───── Records to use

PR #8605, opened 2024-01-13
feat(card): Add component tokens

macandcheese:
**Related Issue:** #7180 

## Summary

`--calcite-card-background-color`: Specifies the background color of the component.
`--calcite-card-border-color`: Specifies the border color of the component.
`--calcite-card-box-shadow`: Specifies the box shadow of the component.
`--calcite-card-corner-radius`: Specifies the corner radius of the component.

Adds a Chromatic test and a demo page example. Also replaces broken image links in local demo.


packages/calcite-components/src/components/card/card.scss
```diff
@@ -1,87 +1,93 @@
+/**
+ * CSS Custom Properties
+ *
+ * These properties can be overridden using the component's tag as selector.
+ *
+ * @prop --calcite-card-background-color: Specifies the background color of the component.
+ * @prop --calcite-card-border-color: Specifies the border color of the component.
+ * @prop --calcite-card-box-shadow: Specifies the box shadow of the component.
+ * @prop --calcite-card-corner-radius: Specifies the corner radius of the component.
```
eriklharper, line 9: I feel like the names of CSS variables should mirror the web-platform names, so instead of `corner-radius` here, it should be `border-radius`.  That doesn't mean that the source token name can't still be called `corner-radius` in the JSON because when that source token is transformed to an iOS or Android platform variable, it will be named specific to that platform.  Since we're using the CSS terms `box-shadow`, `background-color`, `border-color`, `color`, etc. in the name of a css property, I would expect the name `border-radius` to be used in the name of the variable that assigns to the `border-radius` css property.

macandcheese: Will defer to @alisonailea on this one.

eriklharper: I just think that makes sense since the target audience for these variables are web developers, so we should use terms they are familiar with.

jcfranco: My 2 cents, I think we should follow the token names as it'll make it easier for documentation and maintenance. It also doesn't tie it to the implementation.

packages/calcite-components/src/components/card/card.scss
```diff
@@ -1,87 +1,93 @@
...
+ * @prop --calcite-card-subtitle-color: Specifies the color of the component's `"subtitle"` slot.
```
macandcheese, line 10: Do we want to provide these tokens for slotted content? We could just set defaults and the user could override themselves on their slotted elements.

macandcheese: Places we accept both a prop and a slot, it could make sense to have this. I could also see card having props in the future for title / subtitle, keeping the slot for more advanced cases, so maybe these are fine to leave.

packages/calcite-components/src/components/card/card.scss
alisonailea: @eriklharper while this particular instance of token names is web specific it would be a mistake to make naming decisions exclusively based on supporting a single platform given that we are already in discussions with teams building for multiple other platforms. Using the name `corner-radius`, it is still clear to everyone what we are discussing but does not limit token patterns to a web platform.

packages/calcite-components/src/components/card/card.scss
alisonailea: we should not create tokens for slotted elements.

packages/calcite-components/src/components/card/card.scss
```diff
@@ -1,87 +1,93 @@
...
+ * @prop --calcite-card-title-color: Specifies the color of the component's `"title"` slot.
```
alisonailea, line 11: remove this.

alisonailea (changes requested):
Looks good. Let's just remove the tokens for slotted content and allow those elements to style themselves.

macandcheese:
@alisonailea could you give this one another check after the last updates? Thanks!

alisonailea (approved):

alisonailea:
Looks good!

Issue #7425, opened 2023-08-02
Chip/Chip Group selection icon padding


ashetland:
### Check existing issues

- [X] I have [checked for existing issues](https://github.com/Esri/calcite-design-system/issues) to avoid duplicates

### Actual Behavior

When in `selection-mode="single" | "single-persist"`, there are a few errors in padding around the selection icon. 

### Expected Behavior

See this [Figma file](https://www.figma.com/design/HB1Ollf1D1Csy2PtXJ3Hai/Chip-selection-affordance-%26-padding?node-id=501-15580&m=dev) for the correct padding.

### Reproduction Sample

https://codepen.io/ashetland/pen/zYMLqyd?editors=1000

### Reproduction Steps

1. Open the codepen
2. Note padding around the selection icon

### Reproduction Version

1.4.3

### Priority impact

p4 - not time sensitive

### Calcite package

- [X] @esri/calcite-components
- [ ] @esri/calcite-components-react

### Esri team

Calcite (design)

ashetland:
Here's the design spec for this one https://www.figma.com/design/HB1Ollf1D1Csy2PtXJ3Hai/Chip-selection-affordance-%26-padding?node-id=501-15580&m=dev

Elijbet:
Closing, as this was address with [feat(chip): enhance multi-select group affordance](https://github.com/Esri/calcite-design-system/pull/9286#top) #9286.

Elijbet:
Closing, as this was address with [feat(chip): enhance multi-select group affordance](https://github.com/Esri/calcite-design-system/pull/9286#top) #9286.

Elijbet:
Closing, as this was address with https://github.com/Esri/calcite-design-system/pull/9286#top https://github.com/Esri/calcite-design-system/pull/9286.

PR #8607, opened 2024-01-13
feat(chip, chip group): Add component tokens

macandcheese:
Related Issue: https://github.com/Esri/calcite-design-system/issues/7180

Summary
`--calcite-chip-background-color`: Specifies the background color of the component.
`--calcite-chip-border-color`: Specifies the border color of the component.
`--calcite-chip-shadow`: Specifies the box shadow of the component.
`--calcite-chip-corner-radius`: Specifies the corner radius of the component.
`--calcite-chip-icon-color`: Specifies the color of the component's icon property.
`--calcite-chip-text-color`: Specifies the color of the component's `"default"` slot.
`--calcite-chip-close-icon-color`: Specifies the color of the component's `closable` icon.
`--calcite-chip-close-background-color`: Specifies the color of the component's `closable` background color.
 `--calcite-chip-close-background-color-hover`: Specifies the hover color of the component's `closable` background color.
`--calcite-chip-close-background-color-active`: Specifies the active color of the component's `closable` background color.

──────────

What is being asked = The entries above must be written out again exactly as they are.

Solved exercise =
PR #8605, opened 2024-01-13
feat(card): Add component tokens

macandcheese:
**Related Issue:** #7180 

## Summary

`--calcite-card-background-color`: Specifies the background color of the component.
`--calcite-card-border-color`: Specifies the border color of the component.
`--calcite-card-box-shadow`: Specifies the box shadow of the component.
`--calcite-card-corner-radius`: Specifies the corner radius of the component.

Adds a Chromatic test and a demo page example. Also replaces broken image links in local demo.


packages/calcite-components/src/components/card/card.scss
```diff
@@ -1,87 +1,93 @@
+/**
+ * CSS Custom Properties
+ *
+ * These properties can be overridden using the component's tag as selector.
+ *
+ * @prop --calcite-card-background-color: Specifies the background color of the component.
+ * @prop --calcite-card-border-color: Specifies the border color of the component.
+ * @prop --calcite-card-box-shadow: Specifies the box shadow of the component.
+ * @prop --calcite-card-corner-radius: Specifies the corner radius of the component.
```
eriklharper, line 9: I feel like the names of CSS variables should mirror the web-platform names, so instead of `corner-radius` here, it should be `border-radius`.  That doesn't mean that the source token name can't still be called `corner-radius` in the JSON because when that source token is transformed to an iOS or Android platform variable, it will be named specific to that platform.  Since we're using the CSS terms `box-shadow`, `background-color`, `border-color`, `color`, etc. in the name of a css property, I would expect the name `border-radius` to be used in the name of the variable that assigns to the `border-radius` css property.

macandcheese: Will defer to @alisonailea on this one.

eriklharper: I just think that makes sense since the target audience for these variables are web developers, so we should use terms they are familiar with.

jcfranco: My 2 cents, I think we should follow the token names as it'll make it easier for documentation and maintenance. It also doesn't tie it to the implementation.

packages/calcite-components/src/components/card/card.scss
```diff
@@ -1,87 +1,93 @@
...
+ * @prop --calcite-card-subtitle-color: Specifies the color of the component's `"subtitle"` slot.
```
macandcheese, line 10: Do we want to provide these tokens for slotted content? We could just set defaults and the user could override themselves on their slotted elements.

macandcheese: Places we accept both a prop and a slot, it could make sense to have this. I could also see card having props in the future for title / subtitle, keeping the slot for more advanced cases, so maybe these are fine to leave.

packages/calcite-components/src/components/card/card.scss
alisonailea: @eriklharper while this particular instance of token names is web specific it would be a mistake to make naming decisions exclusively based on supporting a single platform given that we are already in discussions with teams building for multiple other platforms. Using the name `corner-radius`, it is still clear to everyone what we are discussing but does not limit token patterns to a web platform.

packages/calcite-components/src/components/card/card.scss
alisonailea: we should not create tokens for slotted elements.

packages/calcite-components/src/components/card/card.scss
```diff
@@ -1,87 +1,93 @@
...
+ * @prop --calcite-card-title-color: Specifies the color of the component's `"title"` slot.
```
alisonailea, line 11: remove this.

alisonailea (changes requested):
Looks good. Let's just remove the tokens for slotted content and allow those elements to style themselves.

macandcheese:
@alisonailea could you give this one another check after the last updates? Thanks!

alisonailea (approved):

alisonailea:
Looks good!

Issue #7425, opened 2023-08-02
Chip/Chip Group selection icon padding


ashetland:
### Check existing issues

- [X] I have [checked for existing issues](https://github.com/Esri/calcite-design-system/issues) to avoid duplicates

### Actual Behavior

When in `selection-mode="single" | "single-persist"`, there are a few errors in padding around the selection icon. 

### Expected Behavior

See this [Figma file](https://www.figma.com/design/HB1Ollf1D1Csy2PtXJ3Hai/Chip-selection-affordance-%26-padding?node-id=501-15580&m=dev) for the correct padding.

### Reproduction Sample

https://codepen.io/ashetland/pen/zYMLqyd?editors=1000

### Reproduction Steps

1. Open the codepen
2. Note padding around the selection icon

### Reproduction Version

1.4.3

### Priority impact

p4 - not time sensitive

### Calcite package

- [X] @esri/calcite-components
- [ ] @esri/calcite-components-react

### Esri team

Calcite (design)

ashetland:
Here's the design spec for this one https://www.figma.com/design/HB1Ollf1D1Csy2PtXJ3Hai/Chip-selection-affordance-%26-padding?node-id=501-15580&m=dev

Elijbet:
Closing, as this was address with [feat(chip): enhance multi-select group affordance](https://github.com/Esri/calcite-design-system/pull/9286#top) #9286.

Elijbet:
Closing, as this was address with [feat(chip): enhance multi-select group affordance](https://github.com/Esri/calcite-design-system/pull/9286#top) #9286.

Elijbet:
Closing, as this was address with https://github.com/Esri/calcite-design-system/pull/9286#top https://github.com/Esri/calcite-design-system/pull/9286.

PR #8607, opened 2024-01-13
feat(chip, chip group): Add component tokens

macandcheese:
Related Issue: https://github.com/Esri/calcite-design-system/issues/7180

Summary
`--calcite-chip-background-color`: Specifies the background color of the component.
`--calcite-chip-border-color`: Specifies the border color of the component.
`--calcite-chip-shadow`: Specifies the box shadow of the component.
`--calcite-chip-corner-radius`: Specifies the corner radius of the component.
`--calcite-chip-icon-color`: Specifies the color of the component's icon property.
`--calcite-chip-text-color`: Specifies the color of the component's `"default"` slot.
`--calcite-chip-close-icon-color`: Specifies the color of the component's `closable` icon.
`--calcite-chip-close-background-color`: Specifies the color of the component's `closable` background color.
 `--calcite-chip-close-background-color-hover`: Specifies the hover color of the component's `closable` background color.
`--calcite-chip-close-background-color-active`: Specifies the active color of the component's `closable` background color.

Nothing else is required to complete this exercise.